Our boy Curtis fell off an Attack Performance bike at the last AMA Xtreme race held at Willow, in 1998, but is game to try again. After that last one, some unkind things were said on the podium by a young Erion Honda rider, to the effect that some of the locals had been riding over their heads. Yes, Curtis said, and I can do it for 25 laps (most of the time anyway). Our Curtis does have an assertive style, all legs and elbows and alpha-male ego. I wanted to call us Curtis Interruptus Racing, but got voted down again.
A plan evolved: to beat the factory teams at the next Xtreme race. Why not? Kaz builds the bike, Curtis brings home the trophy, I show up in time for the champagne and laurel wreaths. So far it's not working out that way.

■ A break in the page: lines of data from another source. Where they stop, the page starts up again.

PR #661, opened 2018-05-02
Add VoteAgainst to configuration service

### LINKED ISSUE #634: Add "VoteAgainst" transaction to the configuration service
It is possible to [vote](https://github.com/exonum/exonum/blob/master/services/configuration/src/transactions.rs#L63) _for_ some configuration, but it isn't possible to vote _against_ it. `VoteAgainst` transaction should be added.

zeroqn:
MaybeVote is converted to generic struct. The rest of implementation is straight forward.

closes #634

### DIFF
--- a/services/configuration/src/schema.rs
+++ b/services/configuration/src/schema.rs
@@ -125,6 +125,18 @@ impl From<MaybeVote> for Option<VotingDecision> {
     }
 }
 
+impl From<Vote> for MaybeVote {
+    fn from(vote: Vote) -> MaybeVote {
+        MaybeVote::some(VotingDecision::Vote(vote))
+    }
+}
+
+impl From<VoteAgainst> for MaybeVote {
+    fn from(vote_against: VoteAgainst) -> MaybeVote {
+        MaybeVote::some(VotingDecision::VoteAgainst(vote_against))
+    }
+}
+
 impl ::std::ops::Deref for MaybeVote {
     type Target = Option<VotingDecision>;
 
@@ -267,12 +279,9 @@ mod tests {
         let vote = Vote::new(&pubkey, &Hash::new([1; 32]), &key);
         assert_eq!(
             vote.clone().into_bytes(),
-            MaybeVote::some(VotingDecision::Vote(vote.clone())).into_bytes()
+            MaybeVote::from(vote.clone()).into_bytes()
         );
-        assert_eq!(
-            vote.hash(),
-            MaybeVote::some(VotingDecision::Vote(vote.clone())).hash()
-        );
+        assert_eq!(vote.hash(), MaybeVote::from(vote.clone()).hash());
 
         let db = MemoryDB::new();
         let mut fork = db.fork();
@@ -292,7 +301,7 @@ mod tests {
             assert_eq!(
                 stored_vote,
                 if i == 1 {
-                    MaybeVote::some(VotingDecision::Vote(vote.clone()))
+                    MaybeVote::from(vote.clone())
                 } else {
                     MaybeVote::none()
                 }
@@ -303,7 +312,7 @@ mod tests {
         let new_merkle_root = {
             let mut fork = db.fork();
             let mut index: ProofListIndex<_, MaybeVote> = ProofListIndex::new("index", &mut fork);
-            index.set(2, MaybeVote::some(VotingDecision::Vote(vote.clone())));
+            index.set(2, MaybeVote::from(vote.clone()));
             index.set(2, MaybeVote::none());
             index.merkle_root()
         };
--- a/services/configuration/src/schema.rs
+++ b/services/configuration/src/schema.rs
@@ -60,9 +60,9 @@ lazy_static! {
 #[derive(Clone, Debug, PartialEq, Serialize, Deserialize)]
 #[serde(tag = "vote_for", rename_all = "lowercase")]
 pub enum VotingDecision {
-    /// `Vote` transaction variant
+    /// `Vote` transaction variant.
     Yea(Vote),
-    /// `VoteAgainst` transaction variant
+    /// `VoteAgainst` transaction variant.
     Nay(VoteAgainst),
 }
 
--- a/services/configuration/src/schema.rs
+++ b/services/configuration/src/schema.rs
@@ -57,7 +57,7 @@ lazy_static! {
 
 /// A enum used to represent different kinds of vote, `Vote` and `VoteAgainst` transactions.
 #[derive(Clone, Debug, PartialEq, Serialize, Deserialize)]
-#[serde(tag = "vote_for")]
+#[serde(tag = "vote_for", rename_all = "lowercase")]
 pub enum VotingDecision {
     /// `Vote` transaction variant
     Yea(Vote),
--- a/services/configuration/src/schema.rs
+++ b/services/configuration/src/schema.rs
@@ -91,11 +91,12 @@ impl StorageValue for VotingDecision {
     }
 }
 
-/// A functional equivalent to `Option<T>` used to store votes in the service schema.
+/// A functional equivalent to `Option<VotingDecision>` used to store votes in the service
+/// schema.
 ///
 /// # Notes
 ///
-/// The `None` variant of the type is represented by a `T` with all bytes set to zero.
+/// The `None` variant of the type is represented by a `Vote` with all bytes set to zero.
 #[derive(Clone, Debug, PartialEq)]
 pub struct MaybeVote(Option<VotingDecision>);
 
--- a/services/configuration/src/schema.rs
+++ b/services/configuration/src/schema.rs
@@ -323,8 +323,6 @@ mod tests {
 
     #[test]
     fn test_serialization_of_voting_decision() {
-        const VALIDATORS: usize = 5;
-
         let (pubkey, key) = crypto::gen_keypair();
         let vote = Vote::new(&pubkey, &Hash::new([1; 32]), &key);
         let vote_against = VoteAgainst::new(&pubkey, &Hash::new([1; 32]), &key);
@@ -341,34 +339,5 @@ mod tests {
             vote_against.hash(),
             VotingDecision::Nay(vote_against.clone()).hash()
         );
-
-        let db = MemoryDB::new();
-        let mut fork = db.fork();
-        let merkle_root = {
-            let mut index: ProofListIndex<_, VotingDecision> =
-                ProofListIndex::new("index", &mut fork);
-            for _ in 0..VALIDATORS {
-                index.push(VotingDecision::Yea(NO_VOTE.clone()));
-            }
-            index.set(1, VotingDecision::Yea(vote.clone()));
-            index.set(2, VotingDecision::Nay(vote_against.clone()));
-            index.merkle_root()
-        };
-        db.merge(fork.into_patch()).unwrap();
-
-        let snapshot = db.snapshot();
-        let index: ProofListIndex<_, MaybeVote> = ProofListIndex::new("index", &snapshot);
-        assert_eq!(index.get(1).unwrap(), MaybeVote::from(vote.clone()));
-        assert_eq!(index.get(2).unwrap(), MaybeVote::from(vote_against.clone()));
-
-        let new_merkle_root = {
-            let mut fork = db.fork();
-            let mut index: ProofListIndex<_, VotingDecision> =
-                ProofListIndex::new("index", &mut fork);
-            index.set(3, VotingDecision::Nay(vote_against.clone()));
-            index.set(3, VotingDecision::Yea(NO_VOTE.clone()));
-            index.merkle_root()
-        };
-        assert_eq!(merkle_root, new_merkle_root);
     }
 }
--- a/services/configuration/src/schema.rs
+++ b/services/configuration/src/schema.rs
@@ -19,7 +19,7 @@ use exonum::storage::{Fork, ProofListIndex, ProofMapIndex, Snapshot, StorageValu
 
 use std::borrow::Cow;
 
-use transactions::{Propose, Vote};
+use transactions::{Propose, Vote, VoteAgainst};
 
 // Defines `&str` constants with given name and value.
 macro_rules! define_names {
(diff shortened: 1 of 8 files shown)


slowli:
It's subjective, but I'd prefer to store `Vote`s and `VoteAgainst`s for a specific proposal in a single index, e.g., by introducing an enum for voting outcomes:

```rust
pub enum VotingDecision {
    Vote(Vote),
    VoteAgainst(VoteAgainst),
}
// MaybeVote ~ Option<VoteDecision>
```

This would ensure by design that there cannot be a `Vote` and `VoteAgainst` by a single validator.

The described change could be backward-compatible: as `VoteAgainst` has a `message_id` differing from `Vote`, it could be discriminated by it.

zeroqn:
I agree that using same index is better. I will try.

zeroqn:
Update the implementation. VoteAgainst and Vote transaction are now saved into same ProofListIndex.

services/configuration/src/schema.rs
```diff
@@ -52,15 +52,70 @@ lazy_static! {
...
         &Signature::zero(),
     ).into_bytes();
+    static ref VOTE_DECISION_BYTES_MARKER: Vec<u8> = b"consent".to_vec();
+    static ref VOTE_AGAINST_DECISION_BYTES_MARKER: Vec<u8> = b"dissent".to_vec();
 }
 
-/// A functional equivalent to `Option<Vote>` used to store votes in the service schema.
+/// A enum used to represent different kinds of vote, `Vote` and `VoteAgainst` transactions.
+#[derive(Clone, Debug, PartialEq, Serialize, Deserialize)]
+pub enum VotingDecision {
```
slowli: To make the change backward-compatible, it would be necessary to change [the enum representation by `serde`](https://serde.rs/enum-representations.html). Although untagged technically can work, I suggest using internal tagging, i.e., `#[serde(tag = "type")]`. Also, I'm not quite sure about variant names: should they be renamed, and if so, how. A possible suggestion is `"yea" | "nay"` (used in parliaments in English-speaking countries; see [Wikipedia](https://en.wikipedia.org/wiki/Division_of_the_assembly)).

services/configuration/src/schema.rs
```diff
@@ -52,15 +52,70 @@ lazy_static! {
...
+        VOTE_AGAINST_DECISION_BYTES_MARKER.clone()
+    }
+}
+
+/// A functional equivalent to `Option<T>` used to store votes in the service schema.
 ///
 /// # Notes
 ///
-/// The `None` variant of the type is represented by a `Vote` with all bytes set to zero.
+/// The `None` variant of the type is represented by a `T` with all bytes set to zero.
```
slowli: This change is incorrect; the previous statement ("...by a `Vote`...") remains correct.

services/configuration/src/tests/api.rs
```diff
@@ -286,6 +293,49 @@ fn test_votes_for_propose() {
...
+        .collect::<Vec<_>>();
+    testkit.create_block_with_transactions(tx_dissenting_votes);
+    let response = api.votes_for_propose(&new_cfg.hash())
+        .expect("Dissenting votes for config is absent");
+    for entry in response.into_iter().take(testkit.majority_count()) {
+        let tx = entry.expect("VoteAgainst for config is absent");
+        assert!(
+            Schema::new(&testkit.snapshot())
+                .transactions()
+                .contains(&tx.hash(),),
```
slowli: Nitpick: comma `,` is obsolete here.

services/configuration/src/tests/api.rs
```diff
@@ -286,6 +293,49 @@ fn test_votes_for_propose() {
...
+        .validators()
+        .iter()
+        .map(|validator| new_tx_config_vote_against(validator, cfg_proposal_hash))
+        .map(to_boxed)
+        .collect::<Vec<_>>();
+    testkit.create_block_with_transactions(tx_dissenting_votes);
+    let response = api.votes_for_propose(&new_cfg.hash())
+        .expect("Dissenting votes for config is absent");
+    for entry in response.into_iter().take(testkit.majority_count()) {
+        let tx = entry.expect("VoteAgainst for config is absent");
```
slowli: I'd suggest to check that `entry` corresponds to the `VoteAgainst` variant.

services/configuration/src/tests/api.rs
```diff
@@ -463,3 +513,25 @@ fn test_post_vote_tx() {
...
+    let api = testkit.api();
+    // Commits the following configuration.
+    let new_cfg = {
+        let mut cfg = testkit.configuration_change_proposal();
+        cfg.set_actual_from(Height(10));
+        cfg.set_service_config("message", "First config change");
+        cfg.stored_configuration().clone()
+    };
+    let tx = new_tx_config_propose(&testkit.network().validators()[0], new_cfg.clone());
+    testkit.create_block_with_transactions(txvec![tx]);
```
slowli: Nitpick: it's possible to use `create_block_with_transaction(tx)` here.

services/configuration/src/transactions.rs
```diff
@@ -223,12 +247,18 @@ impl Transaction for Propose {
     }
 }
 
-impl Vote {
-    /// Checks context-dependent conditions for a `Vote` transaction.
+trait TxVoteUtil: Clone {
```
slowli: IMO, it could make more sense to define an enum like this

```rust
enum VotingDecisionRef<'a> {
    Vote(&'a Vote),
    VoteAgainst(&'a VoteAgainst),
}
```

and implement methods for it:

```rust
impl<'a> VotingDecisionRef<'a> {
    fn sender(&self) -> &PublicKey {
        match *self {
            VotingDecisionRef::Vote(vote) => vote.from(),
            VotingDecisionRef::VoteAgainst(vote) => vote.from(),
        }
    }

    fn cfg_hash(&self) -> &Hash { /* ... */ }

    fn precheck(&self, snapshot: &Snapshot) -> Result<StoredConfiguration, ServiceError>
    { /* ... */ }

    fn save(&self, fork: &mut Fork) { /* ... */ }
}

impl<'a> From<&'a Vote> VotingDecisionRef<'a> { /* trivial */ }
impl<'a> From<&'a VoteAgainst> VotingDecisionRef<'a> { /* trivial */ }
```

Then it could be used in the transaction code as follows:

```rust
let vote = VotingDecisionRef::from(self);
vote.precheck(fork.as_ref()).map_err(/* ... */)?;
vote.save(fork);
// ...
```

services/configuration/src/transactions.rs
```diff
@@ -321,3 +369,38 @@ impl Transaction for Vote {
...
+
+    fn execute(&self, fork: &mut Fork) -> ExecutionResult {
+        let _parsed_config = self.precheck(fork.as_ref()).map_err(|err| {
+            error!("Discarding dissenting vote {:?}: {}", self, err);
+            err
+        })?;
+
+        self.save(fork);
+        trace!(
+            "Put VoteAgainst:{:?} to corresponding cfg dissenting_votes_by_config_hash table",
```
slowli: Nitpick: the text is no longer accurate.

services/configuration/src/schema.rs
```diff
@@ -220,19 +288,36 @@ mod tests {
         let (pubkey, key) = crypto::gen_keypair();
```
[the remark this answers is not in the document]
zeroqn: Done.

services/configuration/src/schema.rs
```diff
@@ -100,16 +163,21 @@ impl CryptoHash for MaybeVote {
...
+            Some(VotingDecision::VoteAgainst(vote_against)) => vote_against.into_decision_bytes(),
             None => NO_VOTE_BYTES.clone(),
         }
     }
 
     fn from_bytes(bytes: Cow<[u8]>) -> Self {
         if NO_VOTE_BYTES.as_slice().eq(bytes.as_ref()) {
             MaybeVote::none()
+        } else if Vote::has_decision_marker(&bytes) {
+            MaybeVote::some(VotingDecision::Vote(Vote::from_decision_bytes(bytes)))
```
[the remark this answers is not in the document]
zeroqn: Done.

services/configuration/src/schema.rs
zeroqn: if we change variant names to "yea" and "nay", maybe we can use "vote_for" for tag name?
Or use "consent" and "dissent"?

services/configuration/src/schema.rs
zeroqn: Done.

services/configuration/src/tests/api.rs
zeroqn: Done

services/configuration/src/tests/api.rs
zeroqn: I saw that create_block_with_transactions() is used everywhere in this file, so want to be consistent with rest of code.

services/configuration/src/transactions.rs
zeroqn: Done

services/configuration/src/transactions.rs
zeroqn: Agree, this is better.

Done.

services/configuration/src/tests/api.rs
zeroqn: Done

services/configuration/src/tests/api.rs
zeroqn: Done

services/configuration/src/schema.rs
zeroqn: Rename to Yea and Nay, use "vote_for" for internal tag.

Done

zeroqn:
All done.

services/configuration/src/transactions.rs
```diff
@@ -321,3 +388,25 @@ impl Transaction for Vote {
...
 }
+
+impl Transaction for VoteAgainst {
+    fn verify(&self) -> bool {
+        self.verify_signature(self.from())
+    }
+
+    fn execute(&self, fork: &mut Fork) -> ExecutionResult {
+        let vote_against = VotingDecisionRef::from(self);
+        let _parsed_config = vote_against.precheck(fork.as_ref()).map_err(|err| {
```
slowli: Nitpick: you can just remove `let _parsed_config = ` part.

services/configuration/src/schema.rs
```diff
@@ -254,10 +314,64 @@ mod tests {
...
+        );
+        assert_eq!(
+            vote_against.hash(),
+            VotingDecision::Nay(vote_against.clone()).hash()
+        );
+
+        let db = MemoryDB::new();
+        let mut fork = db.fork();
+        let merkle_root = {
+            let mut index: ProofListIndex<_, VotingDecision> =
```
slowli: I don't quite understand the reasoning to test `ProofListIndex<_, VotingDecision>`, given that there are no such indexes in the schema (but `ProofListIndex<_, MaybeVote>` are). In general, this part of the test in the current form may be redundant: unlike the previous test, which tests compatibility between 2 different implementations of the schema, this one actually doesn't.

It still may make sense to test compatibility by comparing `ProofListIndex<_, Vote>` (which is equivalent to the previous `MaybeVote` implementation if some elements are set to `NO_VOTE`) and `ProofListIndex<_, MaybeVote>` (i.e., the new implementation). It should be possible to read from `ProofListIndex<_, MaybeVote>`, which was written as `ProofListIndex<_, Vote>`, and this conversion should not change the `merkle_root` of the index.

services/configuration/src/schema.rs
```diff
@@ -54,13 +55,51 @@ lazy_static! {
...
+impl StorageValue for VotingDecision {
+    fn into_bytes(self) -> Vec<u8> {
+        match self {
+            VotingDecision::Yea(vote) => vote.into_bytes(),
+            VotingDecision::Nay(vote_against) => vote_against.into_bytes(),
+        }
+    }
+
+    fn from_bytes(bytes: Cow<[u8]>) -> Self {
+        let raw_msg = RawMessage::from_vec(bytes.to_vec());
```
slowli: I don't quite like the cloning here, but it seems that there is no way around. cc @DarkEld3r, @vldm - maybe, there is?

services/configuration/src/schema.rs
```diff
@@ -54,13 +55,51 @@ lazy_static! {
     ).into_bytes();
 }
 
-/// A functional equivalent to `Option<Vote>` used to store votes in the service schema.
+/// A enum used to represent different kinds of vote, `Vote` and `VoteAgainst` transactions.
+#[derive(Clone, Debug, PartialEq, Serialize, Deserialize)]
+#[serde(tag = "vote_for")]
```
slowli: I'd also add [`#[serde(rename_all = "lowercase")]` attribute](https://serde.rs/container-attrs.html#serderenameall--); lower-case discriminators are more common in JSON.

services/configuration/src/tests/api.rs
```diff
@@ -286,6 +293,55 @@ fn test_votes_for_propose() {
...
+    testkit.create_block_with_transactions(tx_dissenting_votes);
+    let vote_against_variant = discriminant(&VotingDecision::Nay(new_tx_config_vote_against(
+        &testkit.network().validators()[0],
+        cfg_proposal_hash,
+    )));
+    let response = api.votes_for_propose(&new_cfg.hash())
+        .expect("Dissenting votes for config is absent");
+    for entry in response.into_iter().take(testkit.majority_count()) {
+        let tx = entry.expect("VoteAgainst for config is absent");
+        assert_eq!(
```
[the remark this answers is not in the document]
zeroqn: Done

services/configuration/src/transactions.rs
```diff
@@ -71,6 +71,30 @@ transactions! {
             /// See [crate docs](index.html) for more details on how the hash is calculated.
             cfg_hash: &Hash,
         }
+
+        /// VoteAgainst for the new configuration.
+        ///
+        /// # Notes
+        ///
+        /// The stored version of the transaction has a special variant corresponding to absence
+        /// of a vote. See [f`MaybeVote`] for details.
```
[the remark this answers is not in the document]
zeroqn: Done

services/configuration/src/transactions.rs
zeroqn: Done

services/configuration/src/schema.rs
slowli: You don't need to push `VoteAgainst` into the index - `VoteAgainst` was absent before this PR. The idea is to check that functionality that *was* present (i.e., `Vote` / `NO_VOTE`) hasn't been broken by this PR.

zeroqn: If so, that is already covered by test_serialization_of_maybe_vote(). I think ProofListIndex test can be removed.

services/configuration/src/schema.rs
```diff
@@ -69,21 +108,41 @@ impl MaybeVote {
...
-impl From<MaybeVote> for Option<Vote> {
-    fn from(value: MaybeVote) -> Option<Vote> {
-        value.0
+impl From<VoteAgainst> for MaybeVote {
+    fn from(vote_against: VoteAgainst) -> MaybeVote {
+        MaybeVote::some(VotingDecision::Nay(vote_against))
     }
 }
 
 impl ::std::ops::Deref for MaybeVote {
```
vitvakatu: nitpick: let's `use std::ops::Deref` and avoid `::` at the beginning :upside_down_face: 
It might be considered unnecessary requirement, but our code style policy is pretty strict

services/configuration/src/tests/api.rs
```diff
@@ -286,6 +293,50 @@ fn test_votes_for_propose() {
...
 }
 
+#[test]
+fn test_dissenting_votes_for_propose() {
+    use schema::VotingDecision;
+
+    let mut testkit: TestKit = TestKit::configuration_default();
+    let api = testkit.api();
+    // Apply a new configuration.
+    let cfg_change_height = Height(5);
```
vitvakatu: nitpick: I don't think it's necessary to use additional `cfg_change_height` variable here - you can use `set_actual_from(Height(5))`

services/configuration/src/tests/mod.rs
```diff
@@ -332,8 +338,32 @@ fn test_discard_vote_for_absent_propose() {
...
-    assert!(!votes.contains(&Some(illegal_vote)));
+    assert!(votes.contains(&Some(VotingDecision::Yea(legal_vote))));
+    assert!(!votes.contains(&Some(VotingDecision::Yea(illegal_vote))));
+}
+
+#[test]
+fn test_vote_against_for_propose() {
+    let mut testkit: TestKit = TestKit::configuration_default();
+
+    let cfg_change_height = Height(5);
```
vitvakatu: Same thing here

services/configuration/src/schema.rs
zeroqn: Done

services/configuration/src/tests/api.rs
zeroqn: Done

services/configuration/src/tests/mod.rs
zeroqn: Done

services/configuration/src/schema.rs
```diff
@@ -54,13 +56,51 @@ lazy_static! {
     ).into_bytes();
 }
 
-/// A functional equivalent to `Option<Vote>` used to store votes in the service schema.
+/// A enum used to represent different kinds of vote, `Vote` and `VoteAgainst` transactions.
+#[derive(Clone, Debug, PartialEq, Serialize, Deserialize)]
+#[serde(tag = "vote_for", rename_all = "lowercase")]
+pub enum VotingDecision {
+    /// `Vote` transaction variant
```
DarkEld3r: Please add a dot at the end of the comment.

services/configuration/src/schema.rs
```diff
@@ -54,13 +56,51 @@ lazy_static! {
...
+    Yea(Vote),
+    /// `VoteAgainst` transaction variant
```
DarkEld3r: And here.

services/configuration/src/schema.rs
DarkEld3r: I don't have any better ideas, either. 🙃

services/configuration/src/schema.rs
zeroqn: Done

services/configuration/src/schema.rs
zeroqn: Done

PACE screwed up everything by starting up its new race series, and offering enough prize money to render Curtis unable to just say no. In PACE's mislabeled "Unlimited Superbike" class, though, you can only have 145 rear-wheel horsepower, have to use the stock fork, stock gas tank, etc.-which means our all-out R1 needs to be two bikes in one, and therefore twice the work.
Bike
We chose the R1 because it's the lightest package 130 horsepower comes in. Yamaha gave us the customary industry-guy discount and we paid for the bike. OK, our man Brad Bannister at Yamaha also hooks us up with the occasional wheel bearing and brake pad (OK, spare wheels, some levers, oil filters, 10 head gaskets, two cases of oil, etc.), but there's no factory stuff on this bike. Everything was bought or built by Yoshima or obtained from one of the following sponsors.
Tires
At this level it's all about tires, and to do well you need more of them than any magazine should ask for. We're using Dunlops because Curtis has raced on them for years, and because Curtis earned the tire deal his own damn self. Dunlop, in fact, uses C.A. as a regular tester; if a tire lives at Willow in the summer under C.A., it's a pretty good tire. Long-time proprietor of Dunlop's West-Coast-based Sport Tire Services (805/226-9410) Dennis Smith sponsored Curtis to a pair of 16.5-inch Marchesini wheels. The 16.5 rear's been in use for several years; the 16.5-inch front is a recent innovation. It puts down a bigger contact patch.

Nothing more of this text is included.